─── ENTRIES SHOWN ───

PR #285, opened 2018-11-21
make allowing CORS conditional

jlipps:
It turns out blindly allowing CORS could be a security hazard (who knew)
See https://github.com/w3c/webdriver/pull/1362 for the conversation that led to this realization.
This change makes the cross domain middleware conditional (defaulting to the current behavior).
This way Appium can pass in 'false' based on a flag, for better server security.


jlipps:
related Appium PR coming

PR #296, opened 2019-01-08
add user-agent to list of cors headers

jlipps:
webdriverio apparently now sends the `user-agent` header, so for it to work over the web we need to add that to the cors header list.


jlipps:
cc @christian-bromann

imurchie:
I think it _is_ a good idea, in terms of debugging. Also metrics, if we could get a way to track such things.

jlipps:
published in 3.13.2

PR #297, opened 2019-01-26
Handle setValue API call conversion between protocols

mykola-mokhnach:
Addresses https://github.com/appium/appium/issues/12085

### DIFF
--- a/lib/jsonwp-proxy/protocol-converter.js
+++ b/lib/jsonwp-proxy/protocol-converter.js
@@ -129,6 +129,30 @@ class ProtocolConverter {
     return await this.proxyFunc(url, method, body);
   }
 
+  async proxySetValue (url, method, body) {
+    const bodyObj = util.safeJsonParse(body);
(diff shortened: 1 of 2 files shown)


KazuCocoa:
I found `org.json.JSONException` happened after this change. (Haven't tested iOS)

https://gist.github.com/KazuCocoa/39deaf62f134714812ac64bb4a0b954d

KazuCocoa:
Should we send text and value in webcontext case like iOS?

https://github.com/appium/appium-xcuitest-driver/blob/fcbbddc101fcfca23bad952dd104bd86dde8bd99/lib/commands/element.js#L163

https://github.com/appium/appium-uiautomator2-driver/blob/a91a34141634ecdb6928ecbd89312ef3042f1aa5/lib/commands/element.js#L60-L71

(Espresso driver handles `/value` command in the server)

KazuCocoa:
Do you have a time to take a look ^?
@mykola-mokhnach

───
─── ENTRIES SHOWN ───

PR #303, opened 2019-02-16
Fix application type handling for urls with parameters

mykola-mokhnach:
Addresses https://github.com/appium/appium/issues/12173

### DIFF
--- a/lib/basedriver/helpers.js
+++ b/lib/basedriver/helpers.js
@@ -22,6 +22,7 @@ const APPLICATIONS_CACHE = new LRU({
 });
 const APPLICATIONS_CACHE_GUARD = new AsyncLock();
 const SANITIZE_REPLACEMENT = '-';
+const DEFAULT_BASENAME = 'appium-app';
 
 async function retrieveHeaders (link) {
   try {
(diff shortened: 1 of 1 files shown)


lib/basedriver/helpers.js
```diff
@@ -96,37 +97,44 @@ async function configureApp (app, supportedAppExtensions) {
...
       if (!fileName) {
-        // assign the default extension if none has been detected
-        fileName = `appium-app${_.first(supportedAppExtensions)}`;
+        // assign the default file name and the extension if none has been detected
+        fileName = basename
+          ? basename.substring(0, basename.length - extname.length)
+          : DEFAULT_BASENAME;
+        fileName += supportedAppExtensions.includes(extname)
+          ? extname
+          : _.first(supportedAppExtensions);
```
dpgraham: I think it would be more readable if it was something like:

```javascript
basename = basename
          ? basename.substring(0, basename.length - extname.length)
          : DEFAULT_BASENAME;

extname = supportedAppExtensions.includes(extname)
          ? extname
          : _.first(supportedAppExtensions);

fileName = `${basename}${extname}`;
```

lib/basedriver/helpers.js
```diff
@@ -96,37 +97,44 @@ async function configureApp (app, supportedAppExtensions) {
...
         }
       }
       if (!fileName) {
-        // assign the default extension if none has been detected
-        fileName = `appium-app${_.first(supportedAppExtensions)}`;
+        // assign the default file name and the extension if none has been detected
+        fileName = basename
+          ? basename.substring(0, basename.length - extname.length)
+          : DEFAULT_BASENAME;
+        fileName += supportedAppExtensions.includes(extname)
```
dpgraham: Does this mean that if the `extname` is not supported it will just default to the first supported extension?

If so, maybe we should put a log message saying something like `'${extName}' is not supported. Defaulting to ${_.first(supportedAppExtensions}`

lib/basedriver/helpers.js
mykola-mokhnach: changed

───
─── ENTRIES SHOWN ───

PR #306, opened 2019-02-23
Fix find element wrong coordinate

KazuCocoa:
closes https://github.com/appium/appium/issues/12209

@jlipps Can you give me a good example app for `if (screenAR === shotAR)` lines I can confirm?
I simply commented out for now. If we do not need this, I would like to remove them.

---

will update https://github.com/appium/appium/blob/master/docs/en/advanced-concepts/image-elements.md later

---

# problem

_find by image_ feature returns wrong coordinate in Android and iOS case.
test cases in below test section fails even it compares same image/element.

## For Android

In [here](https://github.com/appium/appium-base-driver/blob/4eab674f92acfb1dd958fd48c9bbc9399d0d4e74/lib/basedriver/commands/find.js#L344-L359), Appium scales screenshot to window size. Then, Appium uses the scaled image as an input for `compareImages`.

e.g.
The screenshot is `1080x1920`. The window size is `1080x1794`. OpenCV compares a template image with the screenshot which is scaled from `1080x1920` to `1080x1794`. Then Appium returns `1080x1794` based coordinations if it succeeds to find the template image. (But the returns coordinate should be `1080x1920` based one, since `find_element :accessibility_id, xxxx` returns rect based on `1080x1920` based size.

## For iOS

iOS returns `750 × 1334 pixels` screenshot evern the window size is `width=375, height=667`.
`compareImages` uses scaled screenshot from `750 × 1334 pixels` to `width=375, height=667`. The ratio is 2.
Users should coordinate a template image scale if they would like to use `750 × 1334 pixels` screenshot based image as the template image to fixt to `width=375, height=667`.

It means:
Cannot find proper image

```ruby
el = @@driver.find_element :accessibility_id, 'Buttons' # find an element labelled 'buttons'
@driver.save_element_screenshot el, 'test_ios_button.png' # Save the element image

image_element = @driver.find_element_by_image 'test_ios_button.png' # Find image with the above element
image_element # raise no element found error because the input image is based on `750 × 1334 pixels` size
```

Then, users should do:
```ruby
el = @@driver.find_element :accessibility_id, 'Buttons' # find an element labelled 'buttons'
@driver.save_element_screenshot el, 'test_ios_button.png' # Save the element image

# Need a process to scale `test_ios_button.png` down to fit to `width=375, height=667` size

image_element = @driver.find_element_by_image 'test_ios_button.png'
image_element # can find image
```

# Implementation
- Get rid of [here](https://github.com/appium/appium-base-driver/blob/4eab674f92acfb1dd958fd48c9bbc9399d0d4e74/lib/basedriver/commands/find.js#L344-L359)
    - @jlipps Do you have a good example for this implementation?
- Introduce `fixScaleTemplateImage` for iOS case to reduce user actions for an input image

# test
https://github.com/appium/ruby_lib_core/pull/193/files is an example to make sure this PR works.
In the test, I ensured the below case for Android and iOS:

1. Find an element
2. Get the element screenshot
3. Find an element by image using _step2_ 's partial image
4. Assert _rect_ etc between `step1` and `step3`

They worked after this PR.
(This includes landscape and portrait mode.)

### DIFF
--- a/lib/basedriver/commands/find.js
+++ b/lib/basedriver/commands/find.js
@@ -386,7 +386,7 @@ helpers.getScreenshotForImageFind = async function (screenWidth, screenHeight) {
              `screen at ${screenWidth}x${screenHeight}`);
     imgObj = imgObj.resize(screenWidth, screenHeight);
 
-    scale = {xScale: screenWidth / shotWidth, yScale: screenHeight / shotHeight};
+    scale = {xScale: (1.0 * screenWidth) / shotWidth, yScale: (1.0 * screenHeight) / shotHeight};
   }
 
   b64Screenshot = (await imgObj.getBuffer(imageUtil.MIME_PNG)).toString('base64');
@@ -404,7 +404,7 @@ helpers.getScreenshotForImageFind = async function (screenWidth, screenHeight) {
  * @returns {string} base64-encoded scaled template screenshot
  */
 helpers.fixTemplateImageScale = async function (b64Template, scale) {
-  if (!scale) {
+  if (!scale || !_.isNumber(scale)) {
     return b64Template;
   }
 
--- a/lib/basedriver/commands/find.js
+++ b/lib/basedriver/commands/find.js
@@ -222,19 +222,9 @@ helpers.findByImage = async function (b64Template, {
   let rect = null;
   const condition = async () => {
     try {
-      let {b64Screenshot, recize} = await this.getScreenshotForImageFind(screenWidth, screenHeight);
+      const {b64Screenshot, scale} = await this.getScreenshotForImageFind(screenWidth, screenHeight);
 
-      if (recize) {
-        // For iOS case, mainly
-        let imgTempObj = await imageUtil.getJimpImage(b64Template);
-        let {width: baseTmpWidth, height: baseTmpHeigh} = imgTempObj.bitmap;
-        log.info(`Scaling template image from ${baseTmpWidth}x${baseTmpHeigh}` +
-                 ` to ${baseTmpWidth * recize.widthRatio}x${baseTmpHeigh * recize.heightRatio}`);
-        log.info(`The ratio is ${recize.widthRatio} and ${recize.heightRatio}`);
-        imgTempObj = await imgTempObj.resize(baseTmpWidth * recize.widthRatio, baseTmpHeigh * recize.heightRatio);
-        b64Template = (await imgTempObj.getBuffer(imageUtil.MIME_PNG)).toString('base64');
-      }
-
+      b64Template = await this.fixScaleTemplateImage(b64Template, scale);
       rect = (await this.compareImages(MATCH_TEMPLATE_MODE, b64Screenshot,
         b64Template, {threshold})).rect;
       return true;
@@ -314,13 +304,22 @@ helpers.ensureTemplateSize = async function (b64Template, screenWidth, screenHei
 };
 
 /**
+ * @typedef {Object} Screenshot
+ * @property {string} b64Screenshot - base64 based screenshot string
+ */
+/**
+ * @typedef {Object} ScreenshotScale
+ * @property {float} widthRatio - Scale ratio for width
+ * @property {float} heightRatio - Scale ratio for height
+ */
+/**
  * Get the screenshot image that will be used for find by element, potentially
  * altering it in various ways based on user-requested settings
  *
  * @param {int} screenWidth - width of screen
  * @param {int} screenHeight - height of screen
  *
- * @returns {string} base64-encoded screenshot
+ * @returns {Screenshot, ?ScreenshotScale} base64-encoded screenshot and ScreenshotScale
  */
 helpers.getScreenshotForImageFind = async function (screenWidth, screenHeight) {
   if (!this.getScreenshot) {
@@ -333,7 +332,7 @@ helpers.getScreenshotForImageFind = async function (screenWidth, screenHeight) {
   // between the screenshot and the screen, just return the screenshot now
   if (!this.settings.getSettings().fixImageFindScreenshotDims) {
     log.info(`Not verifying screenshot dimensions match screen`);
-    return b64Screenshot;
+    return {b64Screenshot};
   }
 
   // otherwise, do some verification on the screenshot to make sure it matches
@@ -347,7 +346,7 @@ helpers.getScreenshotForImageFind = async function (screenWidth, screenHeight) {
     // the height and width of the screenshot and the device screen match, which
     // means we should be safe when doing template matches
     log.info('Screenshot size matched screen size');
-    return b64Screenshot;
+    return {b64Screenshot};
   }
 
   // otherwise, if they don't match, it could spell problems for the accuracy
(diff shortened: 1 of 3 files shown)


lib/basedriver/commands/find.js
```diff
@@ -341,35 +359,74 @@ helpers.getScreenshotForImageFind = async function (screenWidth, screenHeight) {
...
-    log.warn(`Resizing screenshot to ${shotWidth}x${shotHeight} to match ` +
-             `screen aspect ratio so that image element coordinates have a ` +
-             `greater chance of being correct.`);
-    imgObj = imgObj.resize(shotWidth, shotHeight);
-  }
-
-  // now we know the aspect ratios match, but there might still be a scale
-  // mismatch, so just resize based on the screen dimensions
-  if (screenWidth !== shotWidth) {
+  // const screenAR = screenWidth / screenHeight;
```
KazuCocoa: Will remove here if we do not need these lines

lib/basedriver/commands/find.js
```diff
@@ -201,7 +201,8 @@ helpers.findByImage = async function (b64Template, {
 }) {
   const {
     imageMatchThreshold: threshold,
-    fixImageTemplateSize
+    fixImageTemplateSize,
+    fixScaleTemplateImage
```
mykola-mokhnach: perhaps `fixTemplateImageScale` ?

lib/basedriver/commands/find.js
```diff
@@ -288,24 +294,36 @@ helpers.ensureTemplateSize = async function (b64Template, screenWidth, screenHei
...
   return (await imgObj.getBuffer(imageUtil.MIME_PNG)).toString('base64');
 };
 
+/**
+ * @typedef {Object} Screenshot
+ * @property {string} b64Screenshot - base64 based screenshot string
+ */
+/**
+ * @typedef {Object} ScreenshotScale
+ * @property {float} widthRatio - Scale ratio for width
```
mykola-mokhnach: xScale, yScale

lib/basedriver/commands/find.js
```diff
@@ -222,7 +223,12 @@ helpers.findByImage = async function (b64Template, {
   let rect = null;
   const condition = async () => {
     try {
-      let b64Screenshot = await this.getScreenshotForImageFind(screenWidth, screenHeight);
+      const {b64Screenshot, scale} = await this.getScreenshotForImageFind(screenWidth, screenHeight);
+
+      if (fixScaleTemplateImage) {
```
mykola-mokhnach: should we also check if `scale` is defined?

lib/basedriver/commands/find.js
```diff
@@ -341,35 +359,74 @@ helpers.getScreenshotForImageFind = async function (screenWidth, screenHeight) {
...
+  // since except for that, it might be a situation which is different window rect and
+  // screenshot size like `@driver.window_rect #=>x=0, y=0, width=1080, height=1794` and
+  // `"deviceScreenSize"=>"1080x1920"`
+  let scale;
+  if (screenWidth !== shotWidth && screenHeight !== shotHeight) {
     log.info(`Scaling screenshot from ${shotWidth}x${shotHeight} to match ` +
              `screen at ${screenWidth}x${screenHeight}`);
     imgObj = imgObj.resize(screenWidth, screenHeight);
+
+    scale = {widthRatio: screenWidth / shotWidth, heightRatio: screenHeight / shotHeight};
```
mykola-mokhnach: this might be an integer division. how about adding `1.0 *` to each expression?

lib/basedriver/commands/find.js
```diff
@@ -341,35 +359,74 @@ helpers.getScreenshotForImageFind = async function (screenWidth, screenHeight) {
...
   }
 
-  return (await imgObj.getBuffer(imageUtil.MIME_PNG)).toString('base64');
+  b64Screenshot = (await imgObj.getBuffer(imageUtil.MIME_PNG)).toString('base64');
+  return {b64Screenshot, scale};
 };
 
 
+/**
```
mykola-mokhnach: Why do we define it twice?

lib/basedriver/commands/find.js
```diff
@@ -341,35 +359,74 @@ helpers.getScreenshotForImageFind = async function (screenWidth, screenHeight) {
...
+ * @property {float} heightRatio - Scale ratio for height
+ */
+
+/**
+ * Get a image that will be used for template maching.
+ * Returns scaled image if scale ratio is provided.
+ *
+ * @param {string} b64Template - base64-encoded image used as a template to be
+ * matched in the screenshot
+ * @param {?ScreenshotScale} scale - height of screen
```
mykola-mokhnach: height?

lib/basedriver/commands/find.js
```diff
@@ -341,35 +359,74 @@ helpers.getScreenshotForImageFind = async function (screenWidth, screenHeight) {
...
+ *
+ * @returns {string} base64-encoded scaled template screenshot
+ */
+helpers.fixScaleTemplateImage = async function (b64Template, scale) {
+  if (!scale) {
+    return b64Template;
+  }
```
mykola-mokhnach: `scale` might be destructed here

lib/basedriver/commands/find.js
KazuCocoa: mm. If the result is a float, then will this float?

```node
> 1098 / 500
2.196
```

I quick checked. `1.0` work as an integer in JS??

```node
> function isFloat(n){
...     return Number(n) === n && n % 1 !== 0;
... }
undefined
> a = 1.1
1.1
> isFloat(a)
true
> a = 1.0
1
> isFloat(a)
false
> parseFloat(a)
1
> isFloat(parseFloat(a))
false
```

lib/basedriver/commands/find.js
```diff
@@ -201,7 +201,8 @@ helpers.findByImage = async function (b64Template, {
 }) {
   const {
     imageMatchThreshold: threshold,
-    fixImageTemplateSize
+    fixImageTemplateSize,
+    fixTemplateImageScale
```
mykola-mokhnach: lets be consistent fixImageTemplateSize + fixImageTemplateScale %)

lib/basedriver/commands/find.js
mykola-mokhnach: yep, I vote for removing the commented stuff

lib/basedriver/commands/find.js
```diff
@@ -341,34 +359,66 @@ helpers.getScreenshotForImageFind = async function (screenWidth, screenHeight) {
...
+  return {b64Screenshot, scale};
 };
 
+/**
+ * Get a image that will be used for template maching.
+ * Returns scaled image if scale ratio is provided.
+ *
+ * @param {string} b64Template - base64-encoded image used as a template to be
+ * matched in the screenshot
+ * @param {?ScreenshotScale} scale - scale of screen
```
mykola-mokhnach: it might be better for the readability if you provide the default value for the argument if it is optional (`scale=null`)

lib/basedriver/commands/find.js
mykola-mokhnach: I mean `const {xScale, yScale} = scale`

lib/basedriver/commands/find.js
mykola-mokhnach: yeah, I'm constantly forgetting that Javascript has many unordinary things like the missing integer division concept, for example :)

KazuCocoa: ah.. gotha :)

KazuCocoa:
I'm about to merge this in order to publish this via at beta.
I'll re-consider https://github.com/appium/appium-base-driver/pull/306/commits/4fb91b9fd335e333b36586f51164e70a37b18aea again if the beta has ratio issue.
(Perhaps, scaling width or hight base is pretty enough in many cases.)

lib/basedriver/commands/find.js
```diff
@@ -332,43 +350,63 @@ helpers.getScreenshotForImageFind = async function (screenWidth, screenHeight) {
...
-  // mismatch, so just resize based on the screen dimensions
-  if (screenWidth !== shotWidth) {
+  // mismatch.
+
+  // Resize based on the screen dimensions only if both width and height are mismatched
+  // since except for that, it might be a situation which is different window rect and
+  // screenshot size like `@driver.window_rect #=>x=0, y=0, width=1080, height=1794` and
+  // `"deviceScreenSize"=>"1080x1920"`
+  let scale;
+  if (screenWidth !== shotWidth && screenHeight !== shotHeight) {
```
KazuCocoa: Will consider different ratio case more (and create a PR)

───

» INSTRUCTIONS TO FOLLOW:
Retype only the lines above between the line with "PR #285, opened 2018-11-21" and the line with "(diff shortened: 1 of 2 files shown)", counting those two lines as well, and keep every character as it is.

» TASK SOLUTION:
PR #285, opened 2018-11-21
make allowing CORS conditional

jlipps:
It turns out blindly allowing CORS could be a security hazard (who knew)
See https://github.com/w3c/webdriver/pull/1362 for the conversation that led to this realization.
This change makes the cross domain middleware conditional (defaulting to the current behavior).
This way Appium can pass in 'false' based on a flag, for better server security.


jlipps:
related Appium PR coming

PR #296, opened 2019-01-08
add user-agent to list of cors headers

jlipps:
webdriverio apparently now sends the `user-agent` header, so for it to work over the web we need to add that to the cors header list.


jlipps:
cc @christian-bromann

imurchie:
I think it _is_ a good idea, in terms of debugging. Also metrics, if we could get a way to track such things.

jlipps:
published in 3.13.2

PR #297, opened 2019-01-26
Handle setValue API call conversion between protocols

mykola-mokhnach:
Addresses https://github.com/appium/appium/issues/12085

### DIFF
--- a/lib/jsonwp-proxy/protocol-converter.js
+++ b/lib/jsonwp-proxy/protocol-converter.js
@@ -129,6 +129,30 @@ class ProtocolConverter {
     return await this.proxyFunc(url, method, body);
   }
 
+  async proxySetValue (url, method, body) {
+    const bodyObj = util.safeJsonParse(body);
(diff shortened: 1 of 2 files shown)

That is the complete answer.